Source: Canadian National Intermodal Network
With this new Wal-Mart opening up in the near-term, the potential for more DCs to locate in this region will increase. As more demand is generated, economies of scale will allow for growth into Canadian National's network which directly connects to the Port of Mobile.
The port's channel and berth depth will serve as an impediment for the size of shipping lines, in contrast to Canadian ports which have the ability to serve the largest container vessels. Additionally, Prince Rupert's primary benefit has been to provide strong throughput of shipments to destinations in both the U.S. and Canada. This has been focused entirely with on-dock rail efficiencies, whereas Mobile will offer multi-modal benefits for DCs and rail interchanges headed further north.
Currently, Panamax and Post-Panamax vessels around 6,000 TEUs are serving the Gulf ports. Any increase in demand will likely lead to a greater number of port calls by these smaller sized vessels, with the potential for larger vessels approaching 8,500 TEUs. Just recently announced, Mobile has gained another North Europe service.
The bottom-line, is that having Wal-Mart as an anchor DC is appealing for the long-term potential for Mobile. It creates an attraction for other DCs to locate in the vicinity. Ultimately, the two phases of build out for the Port of Mobile will expand TEU capacity to 800,000. The first phase is underway with a $47.5 million investment expansion to increase capacity to 500,000 TEUs.

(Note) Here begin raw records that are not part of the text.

PR #206, opened 2020-02-26
Switch to WFS version 1.1.0

mhidas:
Now that https://github.com/aodn/python-aodndata/pull/197 has been merged and promoted to prod, I think we're ready for this!


lwgordonimos:
@mhidas looks good, should be right to test in RC.

Looks like the only two handlers using this so far are these two, so should be straight-forward to verify:

SoopTrvHandler
MooringsProductsHandler

PR #211, opened 2020-05-19
WfsBroker methods to accept OgcExpression filters not XML

mhidas:
When querying WFS, we construct filters using `owslib.fes.OgcExpression` objects. We only need to convert them to XML when we send the getFeature request. So I think this should just be done "under the hood" automatically, rather than requiring the hanlder to do it (e.g. [here](https://github.com/aodn/python-aodndata/blob/8de9b2bb20502ccea8407cd8f59ed87525969ce4/aodndata/moorings/products_handler.py#L166)).
Also, I think the use of `ogc_filter` to denote both `OgcExpression` objects and XML was confusing.

### DIFF
--- a/aodncore/pipeline/files.py
+++ b/aodncore/pipeline/files.py
@@ -208,29 +208,31 @@ class PipelineFile(PipelineFileBase):
     :type late_deletion: :py:class:`bool`
     :param file_update_callback: optional callback to call when a file property is updated
     :type file_update_callback: :py:class:`callable`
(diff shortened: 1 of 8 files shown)


mhidas:
@lwgordonimos What do you think? Could we add something along these lines to your refactoring PR?

lwgordonimos:
Good ideas. I've added it to the "general client API improvements PR": https://github.com/aodn/python-aodncore/pull/209

PR #212, opened 2020-07-30
Add validate_unique parameter to PipelineFileCollection, to allow dup…

lwgordonimos:
…licate checking to be disabled

### DIFF
--- a/aodncore/pipeline/files.py
+++ b/aodncore/pipeline/files.py
@@ -569,12 +569,13 @@ class PipelineFileCollectionBase(MutableSet):
 
     :param data: data to add during initialisation of the collection, either a single :py:class:`PipelineFile` or file
         path, or an :py:class:`Iterable` whose elements are :py:class:`PipelineFile` instances or file paths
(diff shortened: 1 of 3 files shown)


kereid:
resolved by https://github.com/aodn/issues/issues/851

anguss00 (approved):

mhidas:
@lwgordonimos @lbesnard Was this PR actually needed for anything? The updated version of aodncore (1.1.5) was never even deployed to RC, let alone prod!

Just asking because I've just merged #216, which will improve legibility of the pipeline logs, and it would be nice to test & deploy that (now v1.1.6).

mhidas:
For now I've just promoted 1.1.5 to RC

lwgordonimos:
@mhidas it is just a performance optimisation, so should be transparent (other than being faster for large collection sizes). So other than general regression testing, it shouldn't need any special attention.

mhidas:
:+1: Ok. I've tested and promoted 1.1.5 to prod.

PR #215, opened 2020-09-04
Add support for CSV delete manifests

lwgordonimos:


aodncore/pipeline/steps/resolve.py
```diff
@@ -193,18 +206,25 @@ class MapManifestResolveRunner(BaseManifestResolveRunner):
...
-            for line_newline in f:
-                line = line_newline.rstrip(os.linesep)
-                src, dest_path = line.split(self.PATH_SPLIT_CHAR, 1)
-
-                abs_path = self.get_abs_path(src)
-                fileobj = PipelineFile(abs_path, dest_path=dest_path)
-
-                self._collection.add(fileobj)
+        table = tableschema.Table(self.input_file, headers=self.schema.field_names, schema=self.schema, format='csv')
+        for local_path, dest_path in table.iter(exc_handler=self._exc_handler):
```
mhidas, line 224: Don't we need to handle schema errors here too, as you've done in `DeleteManifestResolveRunner`? 
e.g. if either the local_path or dest_path are empty?
Or are these cases adequately handled by `PipelineFile.__init__`?

aodncore/pipeline/steps/resolve.py
```diff
@@ -318,6 +338,52 @@ def run(self):
...
 
 
+class DeleteManifestResolveRunner(BaseManifestResolveRunner):
+    """Handles a delete manifest file which only contains a list of source files, and a valid "deletion publish type"
+        string, as defined by the PipelineFilePublishType enum
+
+    File format must be as follows::
+
+        destination/path/for/delete1,DELETE_PUBLISH_TYPE
+        destination/path/for/delete2,DELETE_PUBLISH_TYPE
```
mhidas, line 348: I hadn't thought of specifying the publish type in the manifest. I guess this could be useful, but I think it most cases it would be up to the specific handler to determine what it needs to do. Could we allow this to be left blank, in which case the handler decides?

mhidas (commented):
:+1:  This is neat. I just have one main query.

Good to see `tableschema` make a first appearance!

aodncore/pipeline/steps/resolve.py
lwgordonimos: Yeah good point, I think an empty string would end up with an error which wouldn't be handled.

aodncore/pipeline/steps/resolve.py
lwgordonimos: Yeah that's a fair point. I was thinking in terms of the *person* deciding when they create the manifest but you make a good point about the handler logic being able to decide on a file by file basis (as it often does for additions!).

aodncore/pipeline/steps/resolve.py
lwgordonimos: @mhidas I've refactored the validation logic into a base class which I think should make it flexible enough to handle pretty much any kind of CSV we want to handle. The child classes define the schema of the CSV, and a "row handler" method which translates each row into a PipelineFile.

aodncore/pipeline/steps/resolve.py
lwgordonimos: @mhidas I've addressed this by removing the `required` constraint and not setting the `publish_type` property unless it has been provided for any given row.

https://github.com/aodn/python-aodncore/pull/215/files#diff-dc09111dc00c10cc36c7d376aa0a09095f8aa1503b66cba58d7d31c4e4e79820R2

The only slightly quirky thing with having this optional is that a trailing comma is **required** if the publish type field is omitted, otherwise the row is parsed as only having 1 field instead of 2. This gives the most control/flexibility to people in setting the publish type, with the only caveat being that minimal delete manifests look like this:

```csv
PATH/TO/FILE/1,
PATH/TO/FILE/2,
PATH/TO/FILE/3,
```

So we really have two options which I'm happy to go with either, depending on the usability from your side:

- Option A: if the commas are annoying, remove the publish_type field from the schema and have a single field "CSV" (but the handler will *always* be solely responsible for handling the publish type)
- Option B: leave this feature, and POs creating manifests need to remember the trailing comma (if omitted, the file will land in error and the schema error will be in the process log)

aodncore/pipeline/common.py
```diff
@@ -139,9 +139,10 @@ class Object(object):
     NETCDF = (('.nc',), 'application/octet-stream', is_netcdf_file)
     DIR_MANIFEST = (('.dir_manifest',), 'text/plain', is_nonempty_file)
     JSON_MANIFEST = (('.json_manifest',), 'application/json', is_json_file)
-    MAP_MANIFEST = (('.map_manifest',), 'text/plain', is_nonempty_file)
+    MAP_MANIFEST = (('.map_manifest',), 'text/csv', is_nonempty_file)
     RSYNC_MANIFEST = (('.rsync_manifest',), 'text/plain', is_nonempty_file)
     SIMPLE_MANIFEST = (('.manifest',), 'text/plain', is_nonempty_file)
+    DELETE_MANIFEST = (('.delete_manifest',), 'text/csv', is_nonempty_file)
```
mhidas, line 145: This just reminded me that we're actually doing validation here. Would it make sense to do the `tableschema` validation here, rather than as part of the resolve step?

Just a thought. From a pipeline's perspective I don't think it makes a difference either way, so probably not worth the refactoring.

aodncore/pipeline/steps/resolve.py
mhidas: @aodn/data-team Any thoughts?

Mine are:
* So far the old `po_s3_del` command has satisfied all my deletion needs (equivalent to `DELETE_UNHARVEST` publish_type, and silently ignoring cases where there's no harvester to unharvest a file), so Option A would pr

aodncore/pipeline/common.py
lwgordonimos: In terms of this Enum, all it should only be doing is very lightweight file *type* validation and not *content*, so shouldn't be reading the full file contents. It would also make it start to cross boundaries into the workflow side of things, when it's supposed to just be a generic utility enum and deliberately kept lightweight and *not* reading the full file content.

To that end, I think the fact that I added the `is_json_file` was incorrect and should be removed in favour of `is_nonempty_file`, since that loads the whole file. 

Also, and probably most importantly, the way the tableschema validation is written (in line with upstream tableschema doco), is that uses an iterator for **streaming** the CSV input file, and validating on a row-by-row basis (which is also good for scalability reasons), so validating the file independently from "resolving" it also doesn't fit the "validate on the fly" model which tableschema implements. It wouldn't make sense to loop through the whole (possibly large) file twice, once to validate it, and the second time to load the manifest into a collection.

So given all that, the original intent, and IMO still the optimal approach for now is:

* `FileType` enum = cheap type validation (e.g. read file header *only*, to pick up obvious errors like a `.png` actually being a renamed `.jpg` for example) - basically the equivalent of the Linux `file` command
* `*ResolveRunner` = full content validation, optimised for scalability

aodncore/pipeline/steps/resolve.py
lwgordonimos: YAGNI principle would dictate that we retain the current behaviour unless the feature is demonstrated to be useful to anyone. Would be preferable to adding complexity for a feature nobody uses!

aodncore/pipeline/common.py
mhidas: :+1: Thanks, that all makes sense, and I agree.

There is also `*CheckRunner`, which for now is only used to do (some) non-trivial _content_ validation for NetCDF files. In the future there could be additional check runners defined to check that e.g. a PDF document, or PNG image is not corrupted.

lwgordonimos: Yes, for completeness the list of various things performing file validation as it stands and the distinction between them is as follows (after a quick poke around to refresh my memory!):

* `*ResolveRunner` = validation and resolution of the **input file** (optionally full content validation, depending on implementation, e.g. manifest files)

* `*CheckRunner` =  validation of all **resolved files in the handler collection** which define a `check_type` (optionally full content validation, depending on check type)

* `FileType` = basic file format validation for **resolved files in the handler collection** with `pipeline_file.check_type = PipelineFileCheckType.FORMAT_CHECK` (not full content, header only, with the assumption that if deeper validation is required, it will use a specific `CheckRunner` implementation for that purpose OR if the validation is not generic, it will be implemented by the specific handlers themselves)

aodncore/pipeline/steps/resolve.py
ocehugo: I think a valid and sane csv do not have trailing commas, unless you want to specify a empty column.

Maybe Option D: Just use a "single file per line" file!? Simple is better. This removes both the "another csvish formatted file to deal with" and the yagni/fields that I don't care problems.

I say that because creating these manifests is usually done via regexes/grep/cut pies or sql where queries. Thus, better to stick with a list of files only which is easily dumped straight away. If the need ever arises for specifying more than one thing for each , then we are better of creating a proper json/yaml manifest. 

Otherwise, just allow any csv input and pickup the columns that matches the columns on the database ('file_url",'publish/harvest_type',etc). At least this way we don't need reformatting and we can just feed in directly from a SQL query dump.

aodncore/pipeline/common.py
ocehugo: It's not overengineering to use a package to validate a CSV for a simple manifest file? Unless this is going to allow harvesting of generic CSV's into the database, I don't see reason why.

All that talk about csv reading, iterators and schema sounds very familiar! See https://github.com/aodn/python-aodndata/blob/7faf6a3a7e59913b948f62815ec84abba79f845a/aodndata/common/csv_schema.py.

Can't remember anymor, but from memory the code is a step above tableschema, which allow a generic function/class to work as a validation call in a per row basis. The performance is nothing something you could care if you are doing this though, mostly because of the function call overhead per row. I still blame the schema package for the performance hit, but it's python world afterall.

PS: Let me know if you guys prefer the tableschema thing, we shall update the SATTAG pipeline eventually to align with core.

PS2: Tableschema is not that flexible on the content validation procedure. Even the "schema" implementation can be finicking some times (even on standard csvs)... maybe it's better now, not sure. Also, the stacktrace when something fails was really bad.

lwgordonimos: > It's not overengineering to use a package to validate a CSV for a simple manifest file?

Including a high quality library vs writing code in house is *less* engineering! ;) 

The additional context you are probably missing is that we have (all but certainly) decided to use this library for another purpose (to interoperate with an external party using a common CSV schema, so don't want to be locked to Python), because it's language agnostic, uses JSON schema *documents* rather than just being Python code. It's also very standards based (following RFCs etc.) which is always good for long term maintainability.

> Let me know if you guys prefer the tableschema thing, we shall update the SATTAG pipeline eventually to align with core.

For the above reasons, we need the cross-platform, document-based schema definition approach either way (because we basically need to store the schema definitions as JSON, separately from any Python validation code), so once merged, you can use the library or not, depending on your use case.

ocehugo: @lwgordonimos , reading back today appears I'm talking about the code, but the overengineering was more about using a csv for input and all the luggage related to schema/validation/type-detection around it. So the point is not the code itself, but about using csv for the job.

My point is, or just go with a very simple file (e.g. the one file per line) that is cake to generate, or just go with a proper and robust schema file. If the input is too complex to by type by hand, then we will need to write the code anyway to create the manifest (and validate it, and raise errors about entries we care about, etc).

lwgordonimos: I agree it would be overkill to include the library for this use case alone, but once you already have it included, it's better to use it than write code. In terms of baggage, that only comes from lines of code having to be written that don't need to be written or unnecessary/lower quality library dependencies. 

Even in the simplest "one file per line" case, a one column CSV file which enforces unique values can be described and validated with *zero code*, using a library which we already include for other things e.g.

```python
{
  'name': 'dest_path',
  'type': 'string',
  'constraints': {
	'required': True,
	'unique': True
  }
}
```

Even the above simple definition does a lot of work that would otherwise have to be lines of Python code iterating over a file, testing for uniqueness etc. and we would *still* need to handle other CSV files anyway, which would mean two different ways of looping over and validating simple text files. 

Sometimes we need a pair of values coming through as a CSV as well (e.g. map manifests, with a source path and a destination path). So it's actually a good thing for simplicity and consistency if we can say "everything is a CSV, and gets handled through the same single process".

lbesnard (approved):

aodncore/pipeline/steps/resolve.py
mhidas: If I'm reading all this correctly, what @lwgordonimos means by "retain the current behaviour" and what @ocehugo means by "single file per line" are one and the same, and this is "Option A" [above](https://github.com/aodn/python-aodncore/pull/215#discussion_r508946484).

mhidas (approved):
I think it's good :+1:

aodncore/pipeline/common.py
ocehugo: Baggage is not the code to read/parse the input file, but all the other things you do because you can't validate the content at the parsing step. I'm talking about all the leakage into different classes names, with different schema properties, with different error handlings, and general handling because you are limited to the validation grammar of the library.

I'm by all means on the reuse what is currently being used, and I understand the above case of picking a library that is common case across the board. However, I only see a partial solution. For example, using `schema` gives you the power and the nice declarative things.
simple?
```
delete_schema = {'dest_path': string, required=['dest_path']};
Schema(delete_schema).validate(input)
```

complex?
```python
import complex_dest_path_validation
schema = {'dest_path': complex_dest_path_validation, required=['dest_path']};
#`is_unique` could be anything, even a complex class that do the validation or other things.
```

`schema` substitute all validation libaries that I know of (and goes really nice with data classes if complexity is needed), reduce test verbosity, class methods and a lot of the boiler plate. Just compare a functional style schema set of validation functions to an equivalent class/object oriented validation procedure.

PR #220, opened 2020-12-15
Add 'allow_delete_manifests' flag to resolve_params

lwgordonimos:
This feature requires that a pipeline(or handler) explicitly allows delete_manifests before resolving them, by setting the flag in the `resolve_params` dictionary.


mhidas (approved):
:+1:

PR #222, opened 2020-12-17
Update validate_membership to make testing Enums work consistently ac…

lwgordonimos:
…ross Python versions 3.5-3.8 by raising a TypeError when testing for non-Enum members


lwgordonimos:
This should be mergeable, and is to "future-proof" for Python 3.8 support.

PR #223, opened 2021-01-11
Enum type error

lwgordonimos:


lwgordonimos:
This should be mergeable, and is to "future-proof" for Python 3.8 support.

PR #234, opened 2021-06-24
Generic CSV Harvester - DRAFT PR

ndhogan:
For https://github.com/aodn/backlog/issues/3149

Still to do:
- [ ] finalise the pipeline location and/or environment variable for public-schema and db connection strings - these are dependent on outstanding chef changes
- [ ] build the tableschema validation in check step - future iteration
- [ ] build the geonetwork extents update function - future iteration

PR #235, opened 2021-06-30
Remove numpy version limit in gh actions

mhidas:
Don't know why this was limited in the first place, but it's now causing errors, so let's get rid of it!

From tests in virtualenvs on my machine, changing the numpy version alone seems to cause or fix the "numpy.ndarray size changed, may indicate binary incompatibility" errors.

### DIFF
--- a/.github/workflows/test.yml
+++ b/.github/workflows/test.yml
@@ -25,7 +25,6 @@ jobs:
     - name: Install dependencies
       run: |
         python -m pip install --upgrade pip
-        pip install "numpy<1.19.0"
         pip install -r test_requirements.txt
         pip install pytest-cov
     - name: Test with pytest
--- a/.github/workflows/test.yml
+++ b/.github/workflows/test.yml
@@ -12,7 +12,7 @@ jobs:
     runs-on: ubuntu-latest
     strategy:
       matrix:
-        python-version: [ '3.5.2', '3.8' ]
+        python-version: [ '3.5', '3.8' ]
     steps:
     - uses: actions/checkout@v2
     - name: Install libudunits2-dev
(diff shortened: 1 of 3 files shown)


ndhogan:
Hmm... ok, so this is producing inconsistent results.  On my local machine ```pip install -r test_requirements``` will succeed (cf-units==2.0.2) without requiring _numpy_ to be pre-installed, whereas in the github action it fails on downloading cf-units.

Compare with https://github.com/aodn/python-aodncore/pull/234 where the github action still pre-installs numpy<1.19.0 and passes on [3.5](https://github.com/aodn/python-aodncore/runs/2947890485?check_suite_focus=true), but then fails on [3.8](https://github.com/aodn/python-aodncore/runs/2947890499?check_suite_focus=true) (seemingly because 3.8 requires numpy>1.19.0 - on my local machine 3.8 installs numpy==1.21.0 and all tests pass)

ndhogan:
ok, so the upshot is:

1. Production and RC are running Python 3.5.2, but github actions can only generate an environment for Python 3.5.10 (in the 3.5 minor release) - however, the difference only seems to be an issue when using cached packages on a local machine
2. Python 3.5.x requires that numpy<1.19.0 be pre-installed for an appropriate cf-units package to be downloaded, otherwise the _gitub actions-->Install dependencies_ step will fail
3. Python 3.8 does not require numpy to be pre-installed, but the _github actions-->Test with pytest_ step will fail if numpy<1.19.0 __is__ installed
4. Unittest and/or pytest will sometime fail on a local machine for Python 3.5.x if the virtual environment uses the stored cache to install dependencies, so for consistent results:
```bash
python -m pip install --upgrade pip # in Python3.5.2 pin version ==20.3.4 as later versions will introduce error string formatting that causes a command error
pip cache purge # this will ensure that "pip install" won't use the stored cache
pip install numpy
pip install -r test_requirements.txt
pytest
```

I think that until we upgrade to Python 3.8, we will need to continue pre-installing numpy, but drop the <1.19.0 constraint so that Python 3.5.x can continue to install numpy==1.18.5 while Python 3.8.x can install a later (compatible) version.

PR #242, opened 2021-11-01
Fixes for new WSD code

ndhogan:
Relates to:
* https://github.com/aodn/python-aodncore/pull/237#discussion_r737127389
* https://github.com/aodn/python-aodncore/pull/237/files#r737127389
* https://github.com/aodn/python-aodncore/pull/237/files#r687439496


mhidas:
I'll have a look now - but noticed that GitHub Actions also didn't get triggered for this PR @ndhogan

mhidas (approved):
That all looks good to me.
My only comment is that it doesn't look like the added file "test_frictionless_no_resource.csv"  is used in any test??
Even if it was, you could truncate it to just the first 10 lines?

aodncore/pipeline/steps/harvest.py
```diff
@@ -435,7 +436,13 @@ def run(self, pipeline_files):
         self.pipeline_files = pipeline_files
         objs = self.params.get('db_objects')
         if objs:
-            runsheet = (x for x in map(self.build_runsheet, objs) if x)
+            runsheet = [x for x in map(self.build_runsheet, objs) if x]
```
ndhogan, line 439: changed _runsheet_ from generator to list

mhidas: :+1: Thanks. That'll do it!

mhidas (approved):
:+1: :+1: I've tested this in the pipeline box and all seems to run as expected now!

The only last thing is I still don't think we need the file test_aodncore/testdata/test_frictionless_no_resource.csv

mhidas:
> I still don't think we need the file test_aodncore/testdata/test_frictionless_no_resource.csv

Actually, I was wrong. It's used in test_check.py  However its content is irrelevant because it's just a file with no matching schema to validate it. So I've truncated it to the first 10 lines just to trim a bit of fat off the repo.  :smirk:

Issue #999, opened 2025-03-27
Perpetual diff for pagerduty_slack_connection.config.events


tmccombs:
It appears that `pagerduty_slack_connection.config.events` is treated as a list, but it should really be a set instead. Pagerduty appears to use some kind of internal ordering, (or possibly the order is non-deterministic?) when returning the set of events, and if you don't supply those events in the correct order, then every time you run a plan, terraform will say there is a change to change the order from the order pagerduty returns to the order that you have in config. And the order pagerduty returns doesn't appear to be alphabetical, so I can't simply call a `sort()` on the events to get it in the right order.

## What I expect should happen

The resource shouldn't care about the order of the events. Either define the events as a set in the schema, or use a custom diff to ignore changes that only change the order.

PR #1000, opened 2025-03-27
Make event config for slack connections a set

tganderson0:
Updates the `pagerduty_slack_connection` to use `schema.TypeSet` instead of `schema.TypeList`, as the order the events are defined shouldn't report a change in a plan output.

Should resolve https://github.com/PagerDuty/terraform-provider-pagerduty/issues/999.


cjgajard (approved):

cjgajard:
Thank you very much @tganderson0!

Issue #671, opened 2023-04-06
Cannot create incident_workflow_trigger that executes on incident creation


modwyer42:
The implementation of the `pagerduty_incident_workflow_trigger` resource does not fully align to the API and prevents creation of triggers that execute on incident creation.
Web UI example of this trigger definition:
![image](https://user-images.githubusercontent.com/15152045/230275630-9cb99dc1-8f5f-4f6c-9970-4fb4b8390327.png)

As per the [API reference](https://developer.pagerduty.com/api-reference/7d0e8f01960aa-update-a-trigger), in order to create a trigger that executes automatically on incident creation the `condition` value must be set to an empty string (`""`) with type set to `conditional`.
![image](https://user-images.githubusercontent.com/15152045/230275313-45ccd4ad-49ae-4cb9-94cc-18c99c6d30e5.png)

The provider is not handling/nulling this empty string and so thinks that a condition was not provided, leading to it returning the error:
![image](https://user-images.githubusercontent.com/15152045/230275249-8d9530ca-1c6b-466d-b973-deeed59010a3.png)

A direct API POST successfully configures the desired trigger when using the following payload:
```json
{
 "trigger_type": "conditional",
 "workflow": {
  "id": "PZXQRKC"
 },
 "services": [
  {
   "id": "PC9TV29"
  }
 ],
 "condition": ""
}
```

### Terraform Version
Terraform v1.4.2
on linux_amd64

PagerDuty provider version: 2.11.2

### Affected Resource(s)
- pagerduty_incident_workflow_trigger

### Terraform Configuration Files

**_Note:-** Simplified configuration example provided.

```hcl
terraform {
  required_providers {
    pagerduty = {
      source  = "pagerduty/pagerduty"
      version = "~>2.9"
    }
  }
}

resource "pagerduty_incident_workflow" "example" {
  name         = "Example Incident Workflow"
  description  = "This Incident Workflow is an example"
  step {
    name           = "Send Status Update"
    action         = "pagerduty.com:incident-workflows:send-status-update:1"
    input {
      name = "Message"
      value = "Example status message sent on {{current_date}}"
    }
  }
}

resource "pagerduty_incident_workflow_trigger" "automatic_trigger" {
  workflow                   = pagerduty_incident_workflow.example.id
  type                       = "conditional"
  condition                  = ""
  subscribed_to_all_services = true
}
```

### Debug Output
N/A

### Expected Behavior
[...]

PR #1012, opened 2025-05-02
Fix issue where condition cannot currently be an empty string

jamesforwardnwboxed:
This should fix: https://github.com/PagerDuty/terraform-provider-pagerduty/issues/671

An empty string is perfectly valid for `condition` where type is set to `conditional` - this effectively sets it to trigger on incident creation. The issue is, `GetOk` isn't sufficient for this, because an error will return if it's the zero value (`""`) despite the fact we actually want this.

Specifying `"incident.status matches 'triggered'"` as a workaround has the unfortunate effect that when the ticket is reassigned, it still counts as 'triggered' rather than created - effectively re-running the workflow if the ticket is reassigned, which may not be desired. Adding this fix solves this issue so we can reliably use the Terraform provider.

### DIFF
--- a/pagerduty/resource_pagerduty_incident_workflow_trigger.go
+++ b/pagerduty/resource_pagerduty_incident_workflow_trigger.go
@@ -262,6 +262,8 @@ func flattenIncidentWorkflowEnabledServices(s []*pagerduty.ServiceReference) []s
 }
 
 func buildIncidentWorkflowTriggerStruct(d *schema.ResourceData, forUpdate bool) (*pagerduty.IncidentWorkflowTrigger, error) {
+	triggerType := d.Get("type").(string)
+
 	iwt := pagerduty.IncidentWorkflowTrigger{
 		SubscribedToAllServices: d.Get("subscribed_to_all_services").(bool),
 	}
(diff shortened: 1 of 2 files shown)


cjgajard:
Thank you for this contribution @jamesforwardnwboxed ! The main reason we did not merge this yet is because it lacks an acceptance test. Do you think you can include one? You can use TestAccPagerDutyIncidentWorkflowTrigger_BasicConditionalAllServices as template, if not, please wait a little until I add it to this PR.

jamesforwardnwboxed:
> Thank you for this contribution @jamesforwardnwboxed ! The main reason we did not merge this yet is because it lacks an acceptance test. Do you think you can include one? You can use TestAccPagerDutyIncidentWorkflowTrigger_BasicConditionalAllServices as template, if not, please wait a little until I add it to this PR.

Hi, apologies for late reply.

I checked and there already seems to be one where `""` is set, which is slightly confusing.

I've also adjusted my PR from `"incident.status matches 'triggered'"` to `""` and it seems to apply (although the state itself doesn't end up changing). I'm slightly confused by this as it probably requires a little more digging into the code, which unfortunately I don't have the work capacity to do.

cjgajard:
Because of the `omitempty` in the [library for API calls](https://github.com/PagerDuty/terraform-provider-pagerduty/blob/master/vendor/github.com/heimweh/go-pagerduty/pagerduty/incident_workflow_trigger.go#L19C2-L19C90) the provider was able to create triggers with an empty `condition` but it was not able to remove the value once created with a non-empty value.

I think we're ready to merge this. Can you confirm and give us a green light @jamesforwardnwboxed ?

jamesforwardnwboxed:
Hey @cjgajard sounds good to me!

At these levels, Canadian National would hopefully be able to attract an incremental five to 10 percent of new business over time, based on the approximately 2.2 million annual container units carried across the network.
Investors should continue to monitor trends as they relate to increasing DC and/or other warehouse/supply chain facilities. Additionally, keeping tabs on vessel alliances and any increase in port calls to the APM Terminals will be important.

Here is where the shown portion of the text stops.